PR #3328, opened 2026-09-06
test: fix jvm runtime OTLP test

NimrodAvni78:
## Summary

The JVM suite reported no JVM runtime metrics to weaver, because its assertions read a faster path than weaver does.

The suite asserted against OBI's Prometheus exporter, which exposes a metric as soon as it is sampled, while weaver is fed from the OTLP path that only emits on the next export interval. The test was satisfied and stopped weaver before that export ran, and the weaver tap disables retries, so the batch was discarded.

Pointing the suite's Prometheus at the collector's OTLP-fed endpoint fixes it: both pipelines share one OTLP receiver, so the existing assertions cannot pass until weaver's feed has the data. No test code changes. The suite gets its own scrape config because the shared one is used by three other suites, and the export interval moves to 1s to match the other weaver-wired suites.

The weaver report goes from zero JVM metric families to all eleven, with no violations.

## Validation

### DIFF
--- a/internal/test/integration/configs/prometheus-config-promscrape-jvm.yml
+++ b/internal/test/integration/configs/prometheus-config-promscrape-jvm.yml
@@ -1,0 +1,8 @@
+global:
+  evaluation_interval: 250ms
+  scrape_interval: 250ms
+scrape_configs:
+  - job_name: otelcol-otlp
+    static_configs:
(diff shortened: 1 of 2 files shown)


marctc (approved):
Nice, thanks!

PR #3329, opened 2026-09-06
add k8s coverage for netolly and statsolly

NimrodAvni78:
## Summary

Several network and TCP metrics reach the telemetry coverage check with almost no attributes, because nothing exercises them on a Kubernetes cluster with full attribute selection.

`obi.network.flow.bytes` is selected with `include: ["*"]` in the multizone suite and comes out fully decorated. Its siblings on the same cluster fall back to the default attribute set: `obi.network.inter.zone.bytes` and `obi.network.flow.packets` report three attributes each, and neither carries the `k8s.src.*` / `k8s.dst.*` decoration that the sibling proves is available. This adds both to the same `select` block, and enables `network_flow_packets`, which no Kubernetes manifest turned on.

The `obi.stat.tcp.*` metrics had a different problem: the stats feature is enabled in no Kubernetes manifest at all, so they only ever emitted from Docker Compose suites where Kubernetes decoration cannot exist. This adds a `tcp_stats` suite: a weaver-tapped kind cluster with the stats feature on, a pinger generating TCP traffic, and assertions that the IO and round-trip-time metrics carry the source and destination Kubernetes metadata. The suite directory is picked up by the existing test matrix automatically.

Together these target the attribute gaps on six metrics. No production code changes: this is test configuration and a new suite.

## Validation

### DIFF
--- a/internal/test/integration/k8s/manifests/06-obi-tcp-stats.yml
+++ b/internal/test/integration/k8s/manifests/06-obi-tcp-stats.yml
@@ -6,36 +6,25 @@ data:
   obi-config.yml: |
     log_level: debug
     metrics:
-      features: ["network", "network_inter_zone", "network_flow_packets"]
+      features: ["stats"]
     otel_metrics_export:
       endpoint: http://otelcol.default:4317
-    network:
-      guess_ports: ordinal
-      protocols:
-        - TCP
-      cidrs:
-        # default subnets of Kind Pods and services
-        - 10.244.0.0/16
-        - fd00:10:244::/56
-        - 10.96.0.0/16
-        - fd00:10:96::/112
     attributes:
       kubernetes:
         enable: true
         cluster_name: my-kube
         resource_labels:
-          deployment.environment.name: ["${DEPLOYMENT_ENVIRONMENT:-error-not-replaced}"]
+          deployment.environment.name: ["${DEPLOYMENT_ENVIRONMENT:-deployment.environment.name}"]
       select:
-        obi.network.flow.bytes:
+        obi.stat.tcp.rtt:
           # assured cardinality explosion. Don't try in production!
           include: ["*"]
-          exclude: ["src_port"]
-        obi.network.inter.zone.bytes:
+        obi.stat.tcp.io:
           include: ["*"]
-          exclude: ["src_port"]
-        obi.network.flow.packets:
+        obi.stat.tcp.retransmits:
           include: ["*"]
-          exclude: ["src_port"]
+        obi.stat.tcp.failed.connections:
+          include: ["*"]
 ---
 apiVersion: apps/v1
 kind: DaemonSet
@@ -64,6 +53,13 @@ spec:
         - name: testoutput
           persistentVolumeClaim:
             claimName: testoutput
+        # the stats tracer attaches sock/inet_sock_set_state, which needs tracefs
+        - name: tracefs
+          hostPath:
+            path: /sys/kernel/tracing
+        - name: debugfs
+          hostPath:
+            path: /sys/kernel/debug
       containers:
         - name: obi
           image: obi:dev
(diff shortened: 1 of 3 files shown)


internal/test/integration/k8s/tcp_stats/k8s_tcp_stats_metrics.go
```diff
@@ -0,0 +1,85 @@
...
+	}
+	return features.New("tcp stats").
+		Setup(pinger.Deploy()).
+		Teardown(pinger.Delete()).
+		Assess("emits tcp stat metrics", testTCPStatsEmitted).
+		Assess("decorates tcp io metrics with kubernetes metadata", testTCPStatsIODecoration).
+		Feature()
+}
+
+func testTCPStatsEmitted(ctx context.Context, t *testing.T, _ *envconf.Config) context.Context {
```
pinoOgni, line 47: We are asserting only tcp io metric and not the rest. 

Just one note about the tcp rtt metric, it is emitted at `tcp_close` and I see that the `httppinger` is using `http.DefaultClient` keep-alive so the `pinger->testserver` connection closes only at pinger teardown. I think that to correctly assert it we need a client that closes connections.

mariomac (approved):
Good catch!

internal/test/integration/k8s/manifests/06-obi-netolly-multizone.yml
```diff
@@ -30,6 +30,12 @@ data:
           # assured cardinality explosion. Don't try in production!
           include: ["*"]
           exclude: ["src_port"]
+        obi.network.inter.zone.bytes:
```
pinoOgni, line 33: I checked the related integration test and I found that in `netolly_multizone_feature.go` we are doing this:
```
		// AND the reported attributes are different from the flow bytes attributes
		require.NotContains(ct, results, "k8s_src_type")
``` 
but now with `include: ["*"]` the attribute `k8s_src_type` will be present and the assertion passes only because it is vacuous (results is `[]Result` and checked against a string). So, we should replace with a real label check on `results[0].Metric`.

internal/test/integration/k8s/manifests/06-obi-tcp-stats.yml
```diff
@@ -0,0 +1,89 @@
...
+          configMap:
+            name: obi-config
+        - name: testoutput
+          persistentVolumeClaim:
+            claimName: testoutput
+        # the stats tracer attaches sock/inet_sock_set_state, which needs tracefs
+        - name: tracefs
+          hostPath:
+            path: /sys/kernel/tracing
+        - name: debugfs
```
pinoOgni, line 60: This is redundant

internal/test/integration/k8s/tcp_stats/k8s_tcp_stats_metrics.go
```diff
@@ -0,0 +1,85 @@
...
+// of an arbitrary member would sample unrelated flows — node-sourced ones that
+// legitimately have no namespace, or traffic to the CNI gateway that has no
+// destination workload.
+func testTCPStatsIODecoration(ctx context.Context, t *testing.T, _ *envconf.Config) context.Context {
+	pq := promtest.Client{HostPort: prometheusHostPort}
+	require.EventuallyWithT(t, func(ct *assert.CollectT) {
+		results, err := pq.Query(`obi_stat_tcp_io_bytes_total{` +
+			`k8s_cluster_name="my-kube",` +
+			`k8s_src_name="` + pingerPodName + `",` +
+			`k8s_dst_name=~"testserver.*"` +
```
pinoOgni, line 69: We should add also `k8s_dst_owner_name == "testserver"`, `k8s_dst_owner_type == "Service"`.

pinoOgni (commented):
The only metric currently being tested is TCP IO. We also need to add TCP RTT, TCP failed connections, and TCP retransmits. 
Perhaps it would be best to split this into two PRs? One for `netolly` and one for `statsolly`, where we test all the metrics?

*****

TASK DIRECTIONS — Word for word, give the records again.

ANSWER TO THE PROBLEM —
PR #3328, opened 2026-09-06
test: fix jvm runtime OTLP test

NimrodAvni78:
## Summary

The JVM suite reported no JVM runtime metrics to weaver, because its assertions read a faster path than weaver does.

The suite asserted against OBI's Prometheus exporter, which exposes a metric as soon as it is sampled, while weaver is fed from the OTLP path that only emits on the next export interval. The test was satisfied and stopped weaver before that export ran, and the weaver tap disables retries, so the batch was discarded.

Pointing the suite's Prometheus at the collector's OTLP-fed endpoint fixes it: both pipelines share one OTLP receiver, so the existing assertions cannot pass until weaver's feed has the data. No test code changes. The suite gets its own scrape config because the shared one is used by three other suites, and the export interval moves to 1s to match the other weaver-wired suites.

The weaver report goes from zero JVM metric families to all eleven, with no violations.

## Validation

### DIFF
--- a/internal/test/integration/configs/prometheus-config-promscrape-jvm.yml
+++ b/internal/test/integration/configs/prometheus-config-promscrape-jvm.yml
@@ -1,0 +1,8 @@
+global:
+  evaluation_interval: 250ms
+  scrape_interval: 250ms
+scrape_configs:
+  - job_name: otelcol-otlp
+    static_configs:
(diff shortened: 1 of 2 files shown)


marctc (approved):
Nice, thanks!

PR #3329, opened 2026-09-06
add k8s coverage for netolly and statsolly

NimrodAvni78:
## Summary

Several network and TCP metrics reach the telemetry coverage check with almost no attributes, because nothing exercises them on a Kubernetes cluster with full attribute selection.

`obi.network.flow.bytes` is selected with `include: ["*"]` in the multizone suite and comes out fully decorated. Its siblings on the same cluster fall back to the default attribute set: `obi.network.inter.zone.bytes` and `obi.network.flow.packets` report three attributes each, and neither carries the `k8s.src.*` / `k8s.dst.*` decoration that the sibling proves is available. This adds both to the same `select` block, and enables `network_flow_packets`, which no Kubernetes manifest turned on.

The `obi.stat.tcp.*` metrics had a different problem: the stats feature is enabled in no Kubernetes manifest at all, so they only ever emitted from Docker Compose suites where Kubernetes decoration cannot exist. This adds a `tcp_stats` suite: a weaver-tapped kind cluster with the stats feature on, a pinger generating TCP traffic, and assertions that the IO and round-trip-time metrics carry the source and destination Kubernetes metadata. The suite directory is picked up by the existing test matrix automatically.

Together these target the attribute gaps on six metrics. No production code changes: this is test configuration and a new suite.

## Validation

### DIFF
--- a/internal/test/integration/k8s/manifests/06-obi-tcp-stats.yml
+++ b/internal/test/integration/k8s/manifests/06-obi-tcp-stats.yml
@@ -6,36 +6,25 @@ data:
   obi-config.yml: |
     log_level: debug
     metrics:
-      features: ["network", "network_inter_zone", "network_flow_packets"]
+      features: ["stats"]
     otel_metrics_export:
       endpoint: http://otelcol.default:4317
-    network:
-      guess_ports: ordinal
-      protocols:
-        - TCP
-      cidrs:
-        # default subnets of Kind Pods and services
-        - 10.244.0.0/16
-        - fd00:10:244::/56
-        - 10.96.0.0/16
-        - fd00:10:96::/112
     attributes:
       kubernetes:
         enable: true
         cluster_name: my-kube
         resource_labels:
-          deployment.environment.name: ["${DEPLOYMENT_ENVIRONMENT:-error-not-replaced}"]
+          deployment.environment.name: ["${DEPLOYMENT_ENVIRONMENT:-deployment.environment.name}"]
       select:
-        obi.network.flow.bytes:
+        obi.stat.tcp.rtt:
           # assured cardinality explosion. Don't try in production!
           include: ["*"]
-          exclude: ["src_port"]
-        obi.network.inter.zone.bytes:
+        obi.stat.tcp.io:
           include: ["*"]
-          exclude: ["src_port"]
-        obi.network.flow.packets:
+        obi.stat.tcp.retransmits:
           include: ["*"]
-          exclude: ["src_port"]
+        obi.stat.tcp.failed.connections:
+          include: ["*"]
 ---
 apiVersion: apps/v1
 kind: DaemonSet
@@ -64,6 +53,13 @@ spec:
         - name: testoutput
           persistentVolumeClaim:
             claimName: testoutput
+        # the stats tracer attaches sock/inet_sock_set_state, which needs tracefs
+        - name: tracefs
+          hostPath:
+            path: /sys/kernel/tracing
+        - name: debugfs
+          hostPath:
+            path: /sys/kernel/debug
       containers:
         - name: obi
           image: obi:dev
(diff shortened: 1 of 3 files shown)


internal/test/integration/k8s/tcp_stats/k8s_tcp_stats_metrics.go
```diff
@@ -0,0 +1,85 @@
...
+	}
+	return features.New("tcp stats").
+		Setup(pinger.Deploy()).
+		Teardown(pinger.Delete()).
+		Assess("emits tcp stat metrics", testTCPStatsEmitted).
+		Assess("decorates tcp io metrics with kubernetes metadata", testTCPStatsIODecoration).
+		Feature()
+}
+
+func testTCPStatsEmitted(ctx context.Context, t *testing.T, _ *envconf.Config) context.Context {
```
pinoOgni, line 47: We are asserting only tcp io metric and not the rest. 

Just one note about the tcp rtt metric, it is emitted at `tcp_close` and I see that the `httppinger` is using `http.DefaultClient` keep-alive so the `pinger->testserver` connection closes only at pinger teardown. I think that to correctly assert it we need a client that closes connections.

mariomac (approved):
Good catch!

internal/test/integration/k8s/manifests/06-obi-netolly-multizone.yml
```diff
@@ -30,6 +30,12 @@ data:
           # assured cardinality explosion. Don't try in production!
           include: ["*"]
           exclude: ["src_port"]
+        obi.network.inter.zone.bytes:
```
pinoOgni, line 33: I checked the related integration test and I found that in `netolly_multizone_feature.go` we are doing this:
```
		// AND the reported attributes are different from the flow bytes attributes
		require.NotContains(ct, results, "k8s_src_type")
``` 
but now with `include: ["*"]` the attribute `k8s_src_type` will be present and the assertion passes only because it is vacuous (results is `[]Result` and checked against a string). So, we should replace with a real label check on `results[0].Metric`.

internal/test/integration/k8s/manifests/06-obi-tcp-stats.yml
```diff
@@ -0,0 +1,89 @@
...
+          configMap:
+            name: obi-config
+        - name: testoutput
+          persistentVolumeClaim:
+            claimName: testoutput
+        # the stats tracer attaches sock/inet_sock_set_state, which needs tracefs
+        - name: tracefs
+          hostPath:
+            path: /sys/kernel/tracing
+        - name: debugfs
```
pinoOgni, line 60: This is redundant

internal/test/integration/k8s/tcp_stats/k8s_tcp_stats_metrics.go
```diff
@@ -0,0 +1,85 @@
...
+// of an arbitrary member would sample unrelated flows — node-sourced ones that
+// legitimately have no namespace, or traffic to the CNI gateway that has no
+// destination workload.
+func testTCPStatsIODecoration(ctx context.Context, t *testing.T, _ *envconf.Config) context.Context {
+	pq := promtest.Client{HostPort: prometheusHostPort}
+	require.EventuallyWithT(t, func(ct *assert.CollectT) {
+		results, err := pq.Query(`obi_stat_tcp_io_bytes_total{` +
+			`k8s_cluster_name="my-kube",` +
+			`k8s_src_name="` + pingerPodName + `",` +
+			`k8s_dst_name=~"testserver.*"` +
```
pinoOgni, line 69: We should add also `k8s_dst_owner_name == "testserver"`, `k8s_dst_owner_type == "Service"`.

pinoOgni (commented):
The only metric currently being tested is TCP IO. We also need to add TCP RTT, TCP failed connections, and TCP retransmits. 
Perhaps it would be best to split this into two PRs? One for `netolly` and one for `statsolly`, where we test all the metrics?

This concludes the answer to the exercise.